Ив знал, ему рассказал об этом Жан-Луи, что это была неправда: арендные договора возобновлялись вопреки здравому смыслу и без учета доходов с недвижимости. Тем не менее он не мог уничтожить эту навязываемую ему Дюссолем карикатуру его матери в том образе, в каком она представлялась другим, не сопряженной с тайной семьи Фронтенак. Смерть отдает нас не только на съедение червям, но и на растерзание людям, они гложут память о человеке, они разлагают ее; даже Ив уже не узнавал образа покойной, доставшейся на растерзание Дюссолю, созданный им реальный портрет «продержался» дольше. Эту память нужно было вновь воссоздать внутри себя, стереть темные пятна, Бланш Фронтенак должна была вновь стать тем человеком, каким он знал ее при жизни. Это нужно было сделать, нужно было ему, чтобы выжить, чтобы пережить ее. Какая же она длинная, эта улица Арес, по которой вплоть до самого кладбища через квартал домов терпимости продвигается Семья в вечерних одеждах, в лакированных туфлях, с дикой, преувеличенной торжественностью, а священники, «привыкшие», как говорится, чудовищным образом привыкшие делать свое дело, бормочут величественные церковные тексты! Голос Дюссоля, перед тем еле слышный, вновь зазвучал громче, так что Ив помимо собственной воли снова начал прислушиваться.
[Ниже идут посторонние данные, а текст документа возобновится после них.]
PR #2256, opened 2026-02-26
feat: Pass schema type/formats to runtime v1.2.0 to allow better parameter serialization

mromaszewicz:


mromaszewicz:
@greptileai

— Нет, Коссад, здесь я с вами не согласен. Я считаю, что тут как раз эта достойная всяческого восхищения женщина дала маху. Нет, она не была хорошей воспитательницей. Заметьте, что я не лишен религиозных чувств, эти господа из церкви всегда при необходимости находят меня, они знают об этом и этим пользуются. Но если бы у меня были сыновья, я сразу, как они прошли причастие, стал бы приучать их к серьезным делам. Бланш недостаточно отдавала себе отчет в том атавизме, который довлел над ее близкими. Я говорю это вовсе не в упрек несчастному Мишелю Фронтенаку...
А поскольку Коссад стал возражать, что Мишель на протяжении всей своей жизни был антиклерикалом, Дюссоль заметил:
— Я имею в виду, что все же он был мечтателем, человеком, который, даже проворачивая сделку, всегда прятал в кармане какую-нибудь книжицу. Этого было достаточно для того, чтобы его осуждать. Если бы я сказал вам, что наткнулся в нашем рабочем кабинете на сборник стихотворений!.. Помню, когда он взял его у меня из рук, он выглядел весьма смущенным...
— Смущенным? Может быть, речь шла о каких-нибудь фривольных стишках?
— Нет, читать подобные вещи было не в его привычках. А впрочем, может быть, вы и правы... Припоминаю, что это был сборник Бодлера... «Падаль», вы когда-нибудь слышали? Мишель был человеком умным, не стану спорить, но что он представлял собой как деловой человек, я могу судить лучше, чем кто бы то ни было. Счастье для фирмы и для детей семьи Фронтенак, что я был рядом. Религиозная экзальтированность Бланш, разумеется, развила в них эти тенденции; но, между нами говоря, к чему это привело?